Thanks to anyone who can help me out, I'm very new to snowblowers. My landlord left one for us to use, and it worked great about 5 times and then I noticed that it started making a noise when I would engage the auger. Sort of a slamming sound. It got worse and worse in the next few minutes and then I stopped using it. The link below is a video of it happening at right about 1.5 seconds. The auger is still spinning and I've checked that it's not hitting anything. Any help before tonight's big storm would be appreciated. Thanks!


----------



## UNDERTAKER (Dec 30, 2013)

sounds like a auger belt needs a looksee at.


----------



## UNDERTAKER (Dec 30, 2013)

is the machine brand new??????????? then it is just the belt engaging.


----------



## comtois (Feb 7, 2015)

POWERSHIFT93 said:


> sounds like a auger belt needs a looksee at.


I took off the belt cover and removed the auger to get to the belts. They lok fine to me and the were replaced at the beginning of the season, so only 5 uses so far.

I also checked the idler arm and that looks ok as well, but it's adjusted all the way so that you get the highest tension when you engage the auger.



POWERSHIFT93 said:


> is the machine brand new??????????? then it is just the belt engaging.


It is not brand new, it has been used for 2 previous winters.
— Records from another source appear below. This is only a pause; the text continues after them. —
PR #2263, opened 2023-07-11
Fix for remove support file

kevincharles:


public/api/deleteFile.php
```diff
@@ -28,21 +28,21 @@
...
-";
-$result = $conn->query($sql);
-$row = $result->fetch_assoc();
-if ($row['canUpload'] == '1'){$canUpload = TRUE;}
-
-if (!$canUpload){
-  $success = false;
-  $message = "You don't have permission to delete files.";
-}
+// //Test if user has permission to delete files
```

It was fully serviced at the end of last season, new belts, spark plug, oil change, etc.

The video doesn't truly demonstrate how loud the noise is. It's so loud when it engages that it actually hurts my ears. It didn't do that the first five hours of use. Not even slightly.


----------



## UNDERTAKER (Dec 30, 2013)

then it is the sound of engagement you are hearing. not the best sound but it is doing what needs to be done. so to sum it all up. ALL IS GOOD IN THE HOOD. ROCK ON THERE!!!!!!!!!!!!


----------



## comtois (Feb 7, 2015)

POWERSHIFT93 said:


> then it is the sound of engagement you are hearing. not the best sound but it is doing what needs to be done. so to sum it all up. ALL IS GOOD IN THE HOOD. ROCK ON THERE!!!!!!!!!!!!


I'm going to go use it for a few minutes and I'll report back.

Thanks!!


----------



## UNDERTAKER (Dec 30, 2013)

comtois said:


> I'm going to go use it for a few minutes and I'll report back.
> 
> Thanks!!


 All RIGHTY THEN.


----------



## comtois (Feb 7, 2015)

Unfortunately I think there is a real problem here. When I engage the auger it makes a slamming sound, and then is quiet again until I hit snow. When that happens it starts slamming and whining. It sounds like maybe an auger belt issue?


----------



## UNDERTAKER (Dec 30, 2013)

comtois said:


> Unfortunately I think there is a real problem here. When I engage the auger it makes a slamming sound, and then is quiet again until I hit snow. When that happens it starts slamming and whining. It sounds like maybe an auger belt issue?


 TRY loosing up that belt. just for kicks. check to see if there is any slop in that auger bearing. lift up and down on the shaft .


----------



## AandPDan (Nov 18, 2014)

Check out the gearbox for the auger. The gears may have lots of play/be stripped.


----------



## comtois (Feb 7, 2015)

AandPDan said:


> Check out the gearbox for the auger. The gears may have lots of play/be stripped.


If that's the case, is this something I can fix? Or would the gearbox need to be replaced?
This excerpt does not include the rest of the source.